Ford was referring to the government's ongoing work to redevelop older long-term care homes and build new beds, as well as its commitment to increase the average hours of hands-on care residents get to four a day by 2025. While those improvements are welcomed even by the government's critics, they did not come in time to avert the tragedy of the last year.

The premier's comments struck a different tone than those of long-term care Minister Merrilee Fullerton earlier this week, following the release of the Auditor General's report on the COVID-19 crisis in long-term care. She said she was taking responsibility but likened her own role to running into a burning building to try to save people. She pinned the blame on the former Liberal government — and on the NDP that has not been in power in a quarter-century — and said of her own party: "We didn't start the fire."

Neither Fullerton nor Ford spelled out exactly what they're taking responsibility for.

QP Briefing has been reporting on the work of the long-term care commission since it was struck by Fullerton nine months ago, publishing dozens of articles. We broke the news that the commission accused the government of delaying the release of documents, impeding and negatively impacting its work. On that basis, the commission asked for an extension of the unusually short nine-month timeline for its work, but was denied.

The final report is expected to be given to the government late Friday and released to the public shortly thereafter. In the meantime, read our coverage of the commission's interviews with three key architects of the province's pandemic response: the minister of long-term care, the minister of health, and the chief medical officer.

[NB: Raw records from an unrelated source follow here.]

PR #4764, opened 2026-06-16
fix(tts): drop stale word-timestamps from completed and cleared TTS contexts

### LINKED ISSUE #4750: AggregatedFrameSequencer: stale word-timestamps from interrupted Inworld context corrupt next-turn transcript

jamsea:
## The bug (#4750)

The word-alignment subsystem under `src/pipecat/utils/context/` maps each streamed TTS word-timestamp back onto the original LLM text so the assistant transcript reflects what was spoken. When a TTS provider keeps streaming word-timestamps for a context that has already ended, those late words reach `AggregatedFrameSequencer.process_word` with a `context_id` whose turn is gone. They fail to match the active slot, fall to the passthrough path, and get emitted as `TTSTextFrame`s with `append_to_context=True`. The result: stale words interleave word-by-word into the NEXT turn's transcript and pollute the LLM context.

Symptom log:
- `aggregated_frame_sequencer:process_word ... Word 'X' not recognised by any slot, emitting as passthrough`

## Why #4751 is only a partial fix

PR #4751 discriminates stale words by `context_id not in self._context_append_to_context`. That dict is added to in `register_spoken` and removed ONLY in `clear()` (interruption). It is NEVER removed on normal turn completion. So #4751 covers the interrupt path but NOT the normal-turn-boundary path: a straggler word-timestamp delivered after a turn finished normally still leaks, because the prior context is still present in the dict.

This PR covers BOTH paths:
1. Interrupt then late straggler (already handled via `clear()`).
2. Normal turn completion then late straggler during the next turn (the gap).

## Approach

Track live context IDs explicitly with a real liveness signal instead of relying on a side effect of the append-value dict:

- `_live_context_ids` is populated in `register_spoken`.
- It is retired in BOTH `clear()` (interruption) and a new `retire_context()` (normal turn completion).
- `retire_context()` is wired into `TTSService._audio_context_task_handler`, right where the audio context is torn down (`del self._audio_contexts[context_id]`). `_handle_audio_context` has already fully drained the turn's queued words (and force-completed its slots) before that point, so retiring there cannot drop in-flight words. Any word the provider streams afterward is a stale straggler.
- `process_word` drops a word when `context_id is not None and context_id not in self._live_context_ids`.

Preserved behavior (verified against the real call sites):
- `context_id=None` passthrough (services without audio contexts) is untouched.
- The `push_text_frames=True` path completes slots via `complete_spoken_slot` and builds its `TTSTextFrame` directly (not via `_build_word_frame`), so it is unaffected.
- Legit passthrough is preserved: a word a LIVE context's tracker does not recognise still passes through (`test_unrecognised_word_emits_passthrough` stays green). Only DEAD/stale contexts get dropped.
- Kept #4751's `_build_word_frame` default of `False` for unknown contexts as defense in depth (this PR supersedes #4751).

Observability: drops emit a `warning` log and increment a `_dropped_stale_words` counter so residual leaks are greppable in prod.

## Reproductions

- Original report: Inworld TTS.
- Independent repro: ElevenLabs on the stock example `examples/voice/voice-elevenlabs.py` (Discord ticket T-2159). That example does NOT set `filter_incomplete_user_turns`; its `LLMUserAggregatorParams` only passes a VAD analyzer, so the trigger is ordinary interruptions, not that flag.

## Tests

Added regression coverage in `tests/test_aggregated_frame_sequencer.py`:
- `test_stale_words_do_not_corrupt_next_turn_normal_boundary` (the gap #4751 does not cover): register ctxA, complete it normally with NO `clear()`, `retire_context`, register ctxB, deliver a late ctxA word, assert `[]` and that ctxB still flows.
- `test_stale_words_do_not_corrupt_next_turn_after_interrupt` (interrupt path stays green).
- `test_word_after_retire_is_dropped`, `test_retire_removes_liveness_only`, `test_retire_none_is_noop`, `test_other_live_context_unaffected_by_retire`, `test_unknown_context_is_dropped`, plus `None`-context passthrough tests.

Run via the repo `.venv`:

```
tests/test_aggregated_frame_sequencer.py
tests/test_word_completion_tracker.py
tests/test_tts_frame_ordering.py
tests/test_cartesia_tts.py
-> 234 passed, 1 warning
```

`ruff format` and `ruff check` on the changed files: clean.

## Known separate follow-up (NOT in this PR)

There is a separate `WordCompletionTracker` case-fold bug that produces the secondary warning `WordCompletionTracker: llm_consumed 'what' does not contain frame_word 'What', discarding`. The membership check in `word_completion_tracker.py` uses `_fold_typography` (which only swaps curly quotes and dashes) but does NOT lowercase, so a case difference like `What` vs `what` discards `_llm_consumed`. That is a distinct bug and will be handled in a separate PR. Scoping this one to the sequencer staleness fix only.

Fixes #4750. Supersedes the partial fix in #4751.

### DIFF
--- a/changelog/4750.fixed.md
+++ b/changelog/4750.fixed.md
@@ -1,0 +1,8 @@
+- Fixed stale word-timestamps leaking into the next turn's transcript in
+  `AggregatedFrameSequencer`. When a TTS provider keeps streaming word-timestamps for
+  a context that has already ended, those late words were emitted as passthrough
+  `TTSTextFrame`s with `append_to_context=True`, interleaving word-by-word into the
+  following turn and polluting the LLM context. The sequencer now tracks live
+  context IDs and drops word-timestamps for any context that has been retired, both
+  on interruption (`clear`) and on normal turn completion (`retire_context`).
+  Reproduced with Inworld TTS (issue) and ElevenLabs (`examples/voice/voice-elevenlabs.py`).
--- a/changelog/4750.fixed.md
+++ b/changelog/4750.fixed.md
@@ -5,4 +5,4 @@
   following turn and polluting the LLM context. The sequencer now tracks live
   context IDs and drops word-timestamps for any context that has been retired, both
   on interruption (`clear`) and on normal turn completion (`retire_context`).
-  Reproduced with Inworld TTS (issue) and ElevenLabs (`examples/voice/voice-elevenlabs.py`).
+  Reproduced with Inworld TTS and ElevenLabs (`examples/voice/voice-elevenlabs.py`).
--- a/src/pipecat/services/tts_service.py
+++ b/src/pipecat/services/tts_service.py
@@ -552,6 +552,11 @@ class TTSService(AIService):
             await self._serialization_queue.put(None)
             await self._audio_context_task
             self._audio_context_task = None
+        # The None sentinel exits the drain loop without running the per-context
+        # retire_context branch, so any context still queued at stop() keeps its
+        # liveness entry. Clear the sequencer so no stale context_id survives if
+        # this instance is reused (e.g. StopFrame keeps processors alive).
+        self._aggregated_frame_sequencer.clear()
 
     async def cancel(self, frame: CancelFrame):
         """Cancel the TTS service.
@@ -561,6 +566,9 @@ class TTSService(AIService):
         """
         await super().cancel(frame)
         await self._stop_audio_context_task()
+        # Cancelling the task skips retire_context for any in-flight context, so
+        # clear the sequencer to avoid leaving stale liveness behind.
+        self._aggregated_frame_sequencer.clear()
 
     def add_text_transformer(
         self,
@@ -1432,7 +1440,13 @@ class TTSService(AIService):
                 await self._handle_audio_context(context_id)
 
                 # We just finished processing the context, so we can safely remove it.
+                # _handle_audio_context() above has already drained every queued word
+                # for this context (and force-completed its slots), so retiring it now
+                # cannot drop in-flight words. Any word-timestamp the provider streams
+                # after this point is a stale straggler for a completed turn, and the
+                # sequencer drops it instead of leaking it into the next turn.
                 del self._audio_contexts[context_id]
+                self._aggregated_frame_sequencer.retire_context(context_id)
                 await self.on_audio_context_completed(context_id=context_id)
                 self.reset_active_audio_context()
             else:
--- a/src/pipecat/utils/context/aggregated_frame_sequencer.py
+++ b/src/pipecat/utils/context/aggregated_frame_sequencer.py
@@ -66,6 +66,13 @@ class AggregatedFrameSequencer:
         self._name = name
         self._slots: list[_AggregatedFrameSlot] = []
         self._context_append_to_context: dict[str, bool] = {}
+        # Context IDs that are currently live (registered and not yet retired). A
+        # context is live from register_spoken() until it is retired by either
+        # clear() (interruption) or retire_context() (normal turn completion). Words
+        # arriving for a context that is not in this set are stale and are dropped.
+        self._live_context_ids: set[str] = set()
+        # Count of stale word-timestamps dropped, for prod observability.
+        self._dropped_stale_words: int = 0
 
     def register_spoken(
         self,
@@ -93,6 +100,7 @@ class AggregatedFrameSequencer:
                 do not inject extra spaces between consecutive frames.
         """
         self._context_append_to_context[context_id] = append_to_context
+        self._live_context_ids.add(context_id)
         self._slots.append(
             _AggregatedFrameSlot(
                 frame=frame,
@@ -146,6 +154,9 @@ class AggregatedFrameSequencer:
         Locates the active (first incomplete spoken) slot with a tracker, advances it
         by the incoming word, and builds a :class:`TTSTextFrame`. Handles:
 
+        - Words from a context that is no longer live (retired by :meth:`clear` on
+          interruption or by :meth:`retire_context` on normal turn completion):
+          dropped as stale (returns an empty list).
         - Normal words that fit entirely within the active slot.
         - Overflow words straddling two slot boundaries.
         - Force-complete when the TTS drops an event (word belongs to the next slot).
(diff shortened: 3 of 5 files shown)


jamsea:
Addressed the Copilot review feedback: `retire_context()` now also pops the `_context_append_to_context` entry, not just the liveness marker, so neither per-context map grows without bound over a long-running service. This is safe because the TTS service force-completes the context's slots (stamping `append_to_context` onto every emitted frame) before the audio-context teardown calls `retire_context`, so no later `_build_word_frame` needs the value. Updated the unit test accordingly (renamed to `test_retire_cleans_up_per_context_metadata`, now asserts both maps are cleaned). All 234 tests across the four TTS/sequencer suites pass; ruff clean.

jamsea:
Applied two findings from a self-review pass:

1. **Hot-path log volume:** the stale-word drop in `process_word` now logs at `debug` instead of `warning`. Providers that stream stragglers (Inworld, ElevenLabs) emit many per turn, so a per-word warning would flood prod logs. The running total stays in the message for triage.

2. **Teardown liveness leak:** `cancel()` and `stop()` tore down the audio-context task without running the per-context `retire_context` branch (and without `clear()`, which only `_handle_interruption` calls), leaving stale context IDs in the sequencer. Both now call `_aggregated_frame_sequencer.clear()`, so no stale liveness survives if the instance is reused (e.g. a StopFrame that keeps processors alive). Added `test_cancel_clears_sequencer_liveness` and `test_stop_clears_sequencer_liveness`.

All 236 tests across the four TTS/sequencer suites pass; ruff clean.

filipi87 (commented):
Hi @jamsea, I believe the changes already pushed in this previous PR should be sufficient:
- https://github.com/pipecat-ai/pipecat/pull/4751

markbackman:
Fixed in #4751. Closing.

  • The work of the commission hit a climax with its interview of Fullerton in March. She made headlines for having noted concerns about the asymptomatic spread of the virus long-term before the province's chief medical officer recognized that reality. She also made some more curious statements, like she doesn't know why the sector has such a high prevalence of part-time work, and it may be that it is the workers' choice. That's despite research from her own ministry that found part-time staff in the sector are seeking full-time work. We focused on that, as understaffing was one of the most severe problems facing the sector in the height of the pandemic, and remains so today. The interview also included a grilling of the minister on for-profit homes.
  • The commission's interview with the chief medical officer of health, Dr. David Williams, seemed focused on the commission's concerns that he didn't draw conclusions and act quickly enough to save lives in the fast-moving pandemic, and instead waited for evidence he didn't always see, asymptomatic spread being one key example.
  • The interview with Health Minister Christine Elliott focused in large part on the province's lack of preparedness for the pandemic. In her remarks, Elliott took responsibility for the province's failure to replenish its stockpile of emergency supplies after the medical masks and respirators — desperately needed at the beginning of the pandemic — had expired and been disposed of.